Among the entries that follow, find the lines containing the string "adequacy" and copy them.

[Collected data]
______________________________
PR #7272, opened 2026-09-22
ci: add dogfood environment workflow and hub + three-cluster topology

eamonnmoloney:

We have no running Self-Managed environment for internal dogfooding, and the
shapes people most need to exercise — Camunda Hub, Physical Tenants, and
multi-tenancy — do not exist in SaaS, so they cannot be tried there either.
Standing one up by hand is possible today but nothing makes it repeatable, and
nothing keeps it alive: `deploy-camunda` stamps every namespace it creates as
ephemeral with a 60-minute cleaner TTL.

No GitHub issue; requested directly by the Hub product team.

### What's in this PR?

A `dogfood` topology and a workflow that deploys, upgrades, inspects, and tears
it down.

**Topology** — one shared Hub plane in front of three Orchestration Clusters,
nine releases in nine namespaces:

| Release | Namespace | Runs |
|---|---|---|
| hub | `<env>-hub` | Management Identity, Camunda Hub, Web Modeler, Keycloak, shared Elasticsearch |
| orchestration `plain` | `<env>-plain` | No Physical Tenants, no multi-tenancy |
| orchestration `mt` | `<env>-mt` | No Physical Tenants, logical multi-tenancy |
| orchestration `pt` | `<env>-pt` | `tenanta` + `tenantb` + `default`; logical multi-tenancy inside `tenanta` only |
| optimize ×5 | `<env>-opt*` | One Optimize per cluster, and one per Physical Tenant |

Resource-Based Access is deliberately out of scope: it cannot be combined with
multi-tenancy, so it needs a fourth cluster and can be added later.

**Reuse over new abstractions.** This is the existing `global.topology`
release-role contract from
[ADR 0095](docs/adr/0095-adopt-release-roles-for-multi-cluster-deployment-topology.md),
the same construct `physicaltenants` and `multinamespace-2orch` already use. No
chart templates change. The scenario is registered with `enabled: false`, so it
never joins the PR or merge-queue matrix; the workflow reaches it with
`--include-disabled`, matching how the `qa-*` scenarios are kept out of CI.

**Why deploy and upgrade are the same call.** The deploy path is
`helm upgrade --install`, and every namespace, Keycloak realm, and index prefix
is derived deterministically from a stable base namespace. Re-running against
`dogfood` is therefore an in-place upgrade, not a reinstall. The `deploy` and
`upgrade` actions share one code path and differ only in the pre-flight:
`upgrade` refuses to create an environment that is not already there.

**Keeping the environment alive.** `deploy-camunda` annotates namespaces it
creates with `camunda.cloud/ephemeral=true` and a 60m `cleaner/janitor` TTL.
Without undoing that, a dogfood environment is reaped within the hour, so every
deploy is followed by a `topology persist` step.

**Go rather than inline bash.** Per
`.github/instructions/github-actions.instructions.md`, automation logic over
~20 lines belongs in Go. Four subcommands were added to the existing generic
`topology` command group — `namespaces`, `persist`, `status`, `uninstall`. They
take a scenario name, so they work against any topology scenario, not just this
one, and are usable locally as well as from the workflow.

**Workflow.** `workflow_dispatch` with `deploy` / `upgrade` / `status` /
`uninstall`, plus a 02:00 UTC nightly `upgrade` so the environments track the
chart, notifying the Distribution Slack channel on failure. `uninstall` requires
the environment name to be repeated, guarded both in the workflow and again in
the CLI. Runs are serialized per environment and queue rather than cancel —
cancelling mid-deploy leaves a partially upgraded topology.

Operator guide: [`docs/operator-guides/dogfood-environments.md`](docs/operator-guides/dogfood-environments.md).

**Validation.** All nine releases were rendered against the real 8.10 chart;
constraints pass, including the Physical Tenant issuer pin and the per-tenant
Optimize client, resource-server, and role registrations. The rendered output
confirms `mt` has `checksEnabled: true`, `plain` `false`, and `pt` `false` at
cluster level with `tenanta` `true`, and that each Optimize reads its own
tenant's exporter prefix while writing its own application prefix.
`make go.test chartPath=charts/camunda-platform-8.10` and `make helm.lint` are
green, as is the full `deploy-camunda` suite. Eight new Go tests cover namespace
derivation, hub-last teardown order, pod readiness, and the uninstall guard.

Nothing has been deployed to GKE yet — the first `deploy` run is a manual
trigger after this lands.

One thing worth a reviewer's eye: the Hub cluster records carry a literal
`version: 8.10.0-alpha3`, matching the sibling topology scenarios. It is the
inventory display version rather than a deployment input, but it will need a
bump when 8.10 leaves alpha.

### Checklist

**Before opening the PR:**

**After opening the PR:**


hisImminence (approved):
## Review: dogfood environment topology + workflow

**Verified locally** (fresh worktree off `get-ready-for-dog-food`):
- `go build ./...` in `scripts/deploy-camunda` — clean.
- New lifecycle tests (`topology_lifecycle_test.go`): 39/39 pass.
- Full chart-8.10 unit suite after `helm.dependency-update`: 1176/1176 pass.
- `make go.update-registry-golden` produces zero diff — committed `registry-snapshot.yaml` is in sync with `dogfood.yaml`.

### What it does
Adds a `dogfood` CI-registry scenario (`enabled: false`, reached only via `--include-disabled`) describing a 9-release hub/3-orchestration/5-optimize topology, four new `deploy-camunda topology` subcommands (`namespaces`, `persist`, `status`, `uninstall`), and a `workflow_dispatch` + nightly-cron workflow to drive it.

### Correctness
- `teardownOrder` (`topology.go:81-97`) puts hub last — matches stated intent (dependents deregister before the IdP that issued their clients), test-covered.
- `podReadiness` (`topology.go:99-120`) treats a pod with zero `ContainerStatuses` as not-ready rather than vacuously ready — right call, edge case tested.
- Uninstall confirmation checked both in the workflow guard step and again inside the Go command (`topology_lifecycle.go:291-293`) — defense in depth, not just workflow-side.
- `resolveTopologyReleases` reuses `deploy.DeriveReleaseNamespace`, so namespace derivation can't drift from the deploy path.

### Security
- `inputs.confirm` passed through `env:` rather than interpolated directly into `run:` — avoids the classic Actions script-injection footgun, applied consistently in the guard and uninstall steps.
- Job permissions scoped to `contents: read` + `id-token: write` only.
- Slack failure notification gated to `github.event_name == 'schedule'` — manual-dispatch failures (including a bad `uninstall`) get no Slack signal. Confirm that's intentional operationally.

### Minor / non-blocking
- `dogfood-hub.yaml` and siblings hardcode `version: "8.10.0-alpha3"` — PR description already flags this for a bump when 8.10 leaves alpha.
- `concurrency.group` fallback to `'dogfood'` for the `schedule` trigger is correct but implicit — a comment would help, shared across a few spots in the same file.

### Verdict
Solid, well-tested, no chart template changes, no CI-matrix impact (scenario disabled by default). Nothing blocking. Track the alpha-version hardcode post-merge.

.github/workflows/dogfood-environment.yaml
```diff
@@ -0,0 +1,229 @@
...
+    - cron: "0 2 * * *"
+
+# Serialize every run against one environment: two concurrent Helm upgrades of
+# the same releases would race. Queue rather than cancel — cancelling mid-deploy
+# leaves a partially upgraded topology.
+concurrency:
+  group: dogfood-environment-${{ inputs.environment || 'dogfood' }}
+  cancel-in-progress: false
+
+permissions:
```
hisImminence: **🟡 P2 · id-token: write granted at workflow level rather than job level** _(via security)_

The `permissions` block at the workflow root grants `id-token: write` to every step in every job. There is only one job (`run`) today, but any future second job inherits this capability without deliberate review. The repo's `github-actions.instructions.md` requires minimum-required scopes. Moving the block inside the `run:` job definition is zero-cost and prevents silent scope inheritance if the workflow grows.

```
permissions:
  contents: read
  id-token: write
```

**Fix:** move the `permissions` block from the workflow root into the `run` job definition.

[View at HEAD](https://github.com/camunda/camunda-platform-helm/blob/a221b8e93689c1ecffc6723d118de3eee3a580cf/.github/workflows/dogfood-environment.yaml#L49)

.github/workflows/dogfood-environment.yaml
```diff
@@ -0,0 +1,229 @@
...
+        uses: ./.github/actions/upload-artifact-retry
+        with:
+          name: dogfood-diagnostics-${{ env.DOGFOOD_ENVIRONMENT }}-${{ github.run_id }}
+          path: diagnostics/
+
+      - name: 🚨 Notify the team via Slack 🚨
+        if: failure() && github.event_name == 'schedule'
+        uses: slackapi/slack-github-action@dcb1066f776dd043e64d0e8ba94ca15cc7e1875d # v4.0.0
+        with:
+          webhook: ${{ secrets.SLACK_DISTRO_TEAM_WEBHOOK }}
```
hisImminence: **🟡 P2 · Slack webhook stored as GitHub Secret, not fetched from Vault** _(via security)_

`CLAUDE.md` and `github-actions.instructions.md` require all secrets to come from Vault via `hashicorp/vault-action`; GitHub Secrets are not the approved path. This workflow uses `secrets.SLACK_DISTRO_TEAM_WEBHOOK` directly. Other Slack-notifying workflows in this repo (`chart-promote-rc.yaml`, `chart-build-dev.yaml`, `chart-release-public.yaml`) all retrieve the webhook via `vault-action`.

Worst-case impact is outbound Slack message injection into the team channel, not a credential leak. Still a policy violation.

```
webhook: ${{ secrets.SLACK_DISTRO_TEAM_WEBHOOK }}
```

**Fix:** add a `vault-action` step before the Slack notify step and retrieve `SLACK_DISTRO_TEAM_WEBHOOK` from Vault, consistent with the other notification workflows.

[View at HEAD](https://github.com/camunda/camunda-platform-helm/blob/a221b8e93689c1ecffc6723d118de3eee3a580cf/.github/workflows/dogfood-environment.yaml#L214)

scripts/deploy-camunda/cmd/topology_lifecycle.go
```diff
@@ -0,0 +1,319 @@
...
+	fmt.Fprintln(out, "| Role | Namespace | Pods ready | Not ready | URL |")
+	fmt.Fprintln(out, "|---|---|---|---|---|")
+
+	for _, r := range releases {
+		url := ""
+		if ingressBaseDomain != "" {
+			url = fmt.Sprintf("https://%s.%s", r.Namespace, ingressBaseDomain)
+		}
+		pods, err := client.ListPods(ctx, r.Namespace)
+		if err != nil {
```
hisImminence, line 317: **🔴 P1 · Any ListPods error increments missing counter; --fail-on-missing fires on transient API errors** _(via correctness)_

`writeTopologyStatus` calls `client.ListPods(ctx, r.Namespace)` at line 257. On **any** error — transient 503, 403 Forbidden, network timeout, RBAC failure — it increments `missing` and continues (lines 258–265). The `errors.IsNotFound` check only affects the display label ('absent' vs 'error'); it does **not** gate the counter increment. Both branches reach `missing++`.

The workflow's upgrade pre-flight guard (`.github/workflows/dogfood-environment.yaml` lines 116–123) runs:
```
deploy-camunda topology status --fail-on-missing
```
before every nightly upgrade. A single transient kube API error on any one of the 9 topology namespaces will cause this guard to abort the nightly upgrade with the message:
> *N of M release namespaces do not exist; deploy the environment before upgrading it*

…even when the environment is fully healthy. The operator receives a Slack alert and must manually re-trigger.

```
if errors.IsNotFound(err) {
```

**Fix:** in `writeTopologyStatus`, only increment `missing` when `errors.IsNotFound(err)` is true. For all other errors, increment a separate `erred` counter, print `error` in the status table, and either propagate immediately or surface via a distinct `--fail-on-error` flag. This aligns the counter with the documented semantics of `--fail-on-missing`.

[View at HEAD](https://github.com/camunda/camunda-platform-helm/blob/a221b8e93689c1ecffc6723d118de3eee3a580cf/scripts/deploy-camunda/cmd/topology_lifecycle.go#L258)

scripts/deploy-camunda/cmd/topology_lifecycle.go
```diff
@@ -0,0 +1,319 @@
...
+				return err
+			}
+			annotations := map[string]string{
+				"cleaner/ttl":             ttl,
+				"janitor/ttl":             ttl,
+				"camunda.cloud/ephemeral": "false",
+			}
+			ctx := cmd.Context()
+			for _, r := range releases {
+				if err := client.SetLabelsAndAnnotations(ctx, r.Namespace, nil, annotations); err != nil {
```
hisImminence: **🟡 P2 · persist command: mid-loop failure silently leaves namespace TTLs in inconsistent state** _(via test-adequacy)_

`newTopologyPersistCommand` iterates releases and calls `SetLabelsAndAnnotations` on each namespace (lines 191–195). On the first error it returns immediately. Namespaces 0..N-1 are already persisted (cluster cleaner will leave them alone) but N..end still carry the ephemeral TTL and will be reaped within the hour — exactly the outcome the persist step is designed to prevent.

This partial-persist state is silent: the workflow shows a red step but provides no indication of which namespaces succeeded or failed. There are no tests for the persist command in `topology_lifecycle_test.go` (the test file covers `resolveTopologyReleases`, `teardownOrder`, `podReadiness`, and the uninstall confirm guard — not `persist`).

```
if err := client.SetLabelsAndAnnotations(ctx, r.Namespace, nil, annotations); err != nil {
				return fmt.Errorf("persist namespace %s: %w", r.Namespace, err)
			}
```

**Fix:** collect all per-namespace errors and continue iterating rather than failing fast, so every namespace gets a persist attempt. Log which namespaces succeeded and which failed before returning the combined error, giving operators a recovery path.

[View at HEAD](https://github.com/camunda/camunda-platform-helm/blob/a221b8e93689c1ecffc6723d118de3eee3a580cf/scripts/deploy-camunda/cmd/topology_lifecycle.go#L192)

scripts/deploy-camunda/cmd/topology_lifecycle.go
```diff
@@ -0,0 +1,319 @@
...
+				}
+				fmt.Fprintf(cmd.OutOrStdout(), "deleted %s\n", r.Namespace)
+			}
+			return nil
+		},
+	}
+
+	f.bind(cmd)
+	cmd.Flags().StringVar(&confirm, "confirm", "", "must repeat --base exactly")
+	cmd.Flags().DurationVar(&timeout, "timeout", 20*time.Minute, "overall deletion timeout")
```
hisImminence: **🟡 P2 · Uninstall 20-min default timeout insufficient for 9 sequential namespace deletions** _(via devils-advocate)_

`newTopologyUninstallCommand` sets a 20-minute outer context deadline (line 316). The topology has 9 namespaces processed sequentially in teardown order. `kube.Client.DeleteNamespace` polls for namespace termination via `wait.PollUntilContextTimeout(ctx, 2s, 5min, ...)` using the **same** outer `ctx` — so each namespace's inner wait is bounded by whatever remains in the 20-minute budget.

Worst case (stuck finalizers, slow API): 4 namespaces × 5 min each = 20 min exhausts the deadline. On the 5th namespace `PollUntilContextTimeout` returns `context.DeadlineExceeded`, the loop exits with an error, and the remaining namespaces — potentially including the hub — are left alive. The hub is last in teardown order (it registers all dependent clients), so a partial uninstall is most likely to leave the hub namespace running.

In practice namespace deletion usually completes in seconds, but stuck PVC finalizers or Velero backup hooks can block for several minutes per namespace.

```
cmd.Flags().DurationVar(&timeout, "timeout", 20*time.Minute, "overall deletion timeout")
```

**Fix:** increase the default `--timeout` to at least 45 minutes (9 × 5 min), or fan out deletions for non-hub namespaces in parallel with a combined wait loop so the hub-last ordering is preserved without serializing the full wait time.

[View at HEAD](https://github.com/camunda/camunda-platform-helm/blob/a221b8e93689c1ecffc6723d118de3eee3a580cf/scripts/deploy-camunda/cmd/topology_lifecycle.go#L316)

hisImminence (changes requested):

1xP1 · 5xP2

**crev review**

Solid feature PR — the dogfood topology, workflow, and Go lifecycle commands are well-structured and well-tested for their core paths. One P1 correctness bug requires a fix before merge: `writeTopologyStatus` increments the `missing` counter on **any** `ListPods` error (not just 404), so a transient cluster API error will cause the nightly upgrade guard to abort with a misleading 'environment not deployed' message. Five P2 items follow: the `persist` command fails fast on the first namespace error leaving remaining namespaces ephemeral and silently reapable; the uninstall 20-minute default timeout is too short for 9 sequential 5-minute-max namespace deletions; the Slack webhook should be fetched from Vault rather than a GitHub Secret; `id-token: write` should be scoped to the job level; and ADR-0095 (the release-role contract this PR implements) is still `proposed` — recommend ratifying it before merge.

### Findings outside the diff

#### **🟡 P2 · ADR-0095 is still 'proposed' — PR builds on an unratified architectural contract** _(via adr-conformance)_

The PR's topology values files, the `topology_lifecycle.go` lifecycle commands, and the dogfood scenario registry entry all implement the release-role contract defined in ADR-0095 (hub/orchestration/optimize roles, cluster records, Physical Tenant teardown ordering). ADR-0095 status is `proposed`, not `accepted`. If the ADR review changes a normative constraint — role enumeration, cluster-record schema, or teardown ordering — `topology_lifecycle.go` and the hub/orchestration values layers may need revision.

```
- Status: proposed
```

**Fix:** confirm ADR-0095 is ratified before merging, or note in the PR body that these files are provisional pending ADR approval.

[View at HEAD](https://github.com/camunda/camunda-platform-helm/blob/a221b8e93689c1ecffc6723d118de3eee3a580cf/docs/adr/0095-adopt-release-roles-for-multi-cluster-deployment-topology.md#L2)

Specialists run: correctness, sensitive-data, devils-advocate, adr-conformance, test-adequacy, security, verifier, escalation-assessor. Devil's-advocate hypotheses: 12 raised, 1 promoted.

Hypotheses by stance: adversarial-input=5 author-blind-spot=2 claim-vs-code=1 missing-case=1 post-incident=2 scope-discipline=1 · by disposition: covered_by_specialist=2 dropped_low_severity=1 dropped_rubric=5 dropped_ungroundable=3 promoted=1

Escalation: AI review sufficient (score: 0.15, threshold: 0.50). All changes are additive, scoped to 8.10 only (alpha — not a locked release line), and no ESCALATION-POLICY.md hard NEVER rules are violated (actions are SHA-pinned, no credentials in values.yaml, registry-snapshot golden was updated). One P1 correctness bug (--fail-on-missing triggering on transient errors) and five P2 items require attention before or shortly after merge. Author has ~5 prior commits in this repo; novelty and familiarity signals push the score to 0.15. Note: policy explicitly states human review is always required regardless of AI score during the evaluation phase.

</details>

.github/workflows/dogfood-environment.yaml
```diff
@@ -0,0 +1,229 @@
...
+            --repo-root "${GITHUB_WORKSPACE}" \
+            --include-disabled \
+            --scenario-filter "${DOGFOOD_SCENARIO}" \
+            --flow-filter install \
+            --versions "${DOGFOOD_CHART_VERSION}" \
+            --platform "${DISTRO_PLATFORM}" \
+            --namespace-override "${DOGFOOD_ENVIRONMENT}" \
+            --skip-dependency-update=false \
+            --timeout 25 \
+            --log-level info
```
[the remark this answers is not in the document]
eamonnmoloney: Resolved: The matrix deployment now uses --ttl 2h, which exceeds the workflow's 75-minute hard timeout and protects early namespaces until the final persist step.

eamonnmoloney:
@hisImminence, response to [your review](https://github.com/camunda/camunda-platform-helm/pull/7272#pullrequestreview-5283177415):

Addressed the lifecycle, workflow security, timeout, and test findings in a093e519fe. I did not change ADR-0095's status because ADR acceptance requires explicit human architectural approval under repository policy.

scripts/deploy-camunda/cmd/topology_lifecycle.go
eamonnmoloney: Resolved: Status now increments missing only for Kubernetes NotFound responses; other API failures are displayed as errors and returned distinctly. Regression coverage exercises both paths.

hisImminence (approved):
______________________________
**Written answer**
hisImminence: **🟡 P2 · persist command: mid-loop failure silently leaves namespace TTLs in inconsistent state** _(via test-adequacy)_
Specialists run: correctness, sensitive-data, devils-advocate, adr-conformance, test-adequacy, security, verifier, escalation-assessor. Devil's-advocate hypotheses: 12 raised, 1 promoted.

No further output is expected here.